Каиафа вздрогнул и остановился. Анна недолюбливал римлян, вернее, ненавидел их, и было неосторожностью со стороны Каиафы, который всеми силами старался расположить к себе старого бывшего первосвященника, этого хитрого, всех подозревающего старца, своего тестя обмолвиться в его присутствии о том, что Каиафе нравится что-нибудь римское. Так думал Каиафа. Он всегда мечтал о первосвященническом месте, но с тех пор, как Иудея лишилась своего царя – Архелай, сын Ирода Великого, был лишен трона еще императором Августом и отправлен в изгнание – она, Самария и Идумея были присоединены к римской провинции Сирии; в Иудее появилась должность прокуратора (по-еврейски – игемона), а должность первосвященника стала как бы выборной. И прокуратор, и первосвященник подчинены были императорскому легату в Сирии, который и назначал на эти должности, кого хотел, дав предварительно императору лестную характеристику очередной кандидатуре. Таким образом, Каиафе приходилось угождать и Анне, так как именно из его рода назначались первосвященники, и римлянам – легату и прокуратору, так как первый обладал властью назначать первосвященников, а второй мог написать на него жалобу легату или самому императору. Тиверий же был непостоянен, капризен, подозрителен, а потому и доверчив к доносам и даже к анонимкам. Именно он на четвертом году своего правления одним своим истерическим словом лишил Анну формальной власти. Каиафа, благодаря своей услужливости, умению угождать и вашим и нашим, удерживал эту должность за собой уже несколько лет и, конечно, терять ее не собирался. Не для того он стал зятем Анны, старался поддерживать хорошие отношения с Валерием Гратом, а теперь с Пилатом и столько лет льстил императорскому наместнику в Сирии Люцию Виттелию!

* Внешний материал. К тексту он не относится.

Issue #1928, opened 2019-05-14
Update is_hypervisor check in InstalledRpms


csams:
The [is_hypervisor check](https://github.com/RedHatInsights/insights-core/blob/master/insights/parsers/installed_rpms.py#L229) in `InstalledRpms` targets only rhel6 and rhel7. Does it need updating for rhel8? Also, it seems like this should this be folded into / removed in favor of the [VirtWhat](https://github.com/RedHatInsights/insights-core/blob/master/insights/combiners/virt_what.py) combiner.

koalakangaroo:
@psachin - please check this.

psachin:
@csams Sadly we can't verify this at the moment because RHEL-8 host support for RHV is only available on RHV-4.4(No GA release date for RHV-4.4 GA is announced). However after the GA, we have to update `is_hypervisor_check` by adding `.el8ev` check(or something similar), but I'm in favor of deprecating `is_hypervisor_check` because:

1. The method is only useful for RHEV rules whereas `VirtWhat` combiner has more generic usage across other platforms including OpenStack.
2. The method is only used by [one rule](https://github.com/RedHatInsights/insights-plugins/blob/master/telemetry/rules/plugins/rhev/rhev_lro_on.py)
3. and we have existing RHEV rules using enhanced [method](https://github.com/RedHatInsights/insights-plugins/blob/master/telemetry/rules/plugins/rhev/__init__.py#L6) to check the hypervisor or `vdsm` package.

xiangce:
@JoySnow - Please have a look

JoySnow:
@psachin  I agree with the deprecation of the usage of `is_hypervisor` in our plugin repo.

psachin:
@csams The plugins are updated to use internal function to check the `vdsm` package. The property function `is_hypervisor` can be deprecated/remove.

PR #1963, opened 2019-05-30
Remove is_hypervisor from InstalledRpms

psachin:
All existing plugins using `is_hypervisor` are updated to use
plugins.rhev.get_vdsm_of_rhv4()

Resolves: #1928


insights/parsers/installed_rpms.py
```diff
@@ -226,13 +226,6 @@ def get_min(self, package_name):
...
             return min(self.packages[package_name])
 
-    @property
-    def is_hypervisor(self):
-        """bool: True if ".el[6|7]ev" exists in "vdsm".release, else False."""
-        rpm = self.get_max("vdsm")
-        return (True if rpm and rpm.release.endswith((".el6ev", ".el7ev")) else
-                False)
-
     # re-export get_max/min with more descriptive names
```
bfahr: @psachin this method should be marked as deprecated instead of being removed, see [Feature Deprecation] (https://insights-core.readthedocs.io/en/latest/api.html#feature-deprecation) for more information.  Please include information on which method its replaced by.

psachin: @bfahr The method which replaces `is_hypervisor` is internal to insights-plugins repo, users not having access to internal rules will not be able to use that method. Besides all existing plugins using `is_hypervisor` are now using that (internal)method, hence I decided to remove the function instead of deprecating it.

Please suggest how we should move ahead.

bfahr: @psachin the normal process is to mark it as deprecated because insights-core is a public project and we don't know about all uses of the the code so we deprecate and then at a later time we'll remove the code.

psachin: @bfahr 

Thanks for the feedback. The method is now deprecated.

miclark: Hey @psachin, since the deprecated function is still in the code, we probably should keep the test code.  Can you add those tests back?

psachin: @miclark Sure.

psachin: @miclark @bfahr 

I used `warnings.warn()` to deprecate `is_hypervisor` because the tests failed with `RecursionError` due to recursive nature of `@property`. Let me know if that's ok or should I raise an issue to come up with an approach to safely deprecate the property methods in the framework.

PR #1964, opened 2019-05-30
Parser for command 'docker exec nova_compute /bin/ls -larn /var/lib/nova'

ppandey-redhat:
New parser for parsing command `docker exec nova_compute /bin/ls -larn /var/lib/nova`.


insights/specs/default.py
```diff
@@ -558,6 +558,7 @@ def semid(broker):
     nmcli_dev_show = simple_command("/usr/bin/nmcli dev show")
     nova_api_log = first_file(["/var/log/containers/nova/nova-api.log", "/var/log/nova/nova-api.log"])
     nova_compute_log = first_file(["/var/log/containers/nova/nova-compute.log", "/var/log/nova/nova-compute.log"])
+    nova_compute_ls_var_lib_nova = simple_command("docker exec nova_compute /bin/ls -larn /var/lib/nova")
```
bfahr: @ppandey-redhat this is similar to the situation in #1961, can you implement a datasource that would limit execution of the `docker` command to only those systems where it is applicable?

psachin: @bfahr I'm closing this PR in favour of #2411 which also addresses the dependency component.

PR #1971, opened 2019-06-05
Add display_name spec

SteveHNH:
Display name was added to the archive in client 3.0.93. We need to be
able to use this in the platform to gather display name from legacy
archives


SteveHNH:
Turns out we don't need this since we already have this spec in insights_archive.py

Теперь Анна уже любовался Каиафой, этим огромным детиной, склонного к истерике всякий раз, как только мелькнет перед ним опасность – настоящая или мнимая – потерять первосвященническое место. То, что Каиафа всячески угождал римлянам да и по своему внутреннему убеждению склонен был считать, что римляне несут высокую культуру иудеям и старался им подражать в некоторых мелочах, для Анны не было тайной. Каиафа был слишком труслив, чтобы нанести какой-нибудь вред Анне и его семье своими увлечениями, тем более, что Анна и меры предпринял, сумев поставить своего зятя по отношению к себе раз и навсегда в положение подчиненное, зависимое, несамостоятельное.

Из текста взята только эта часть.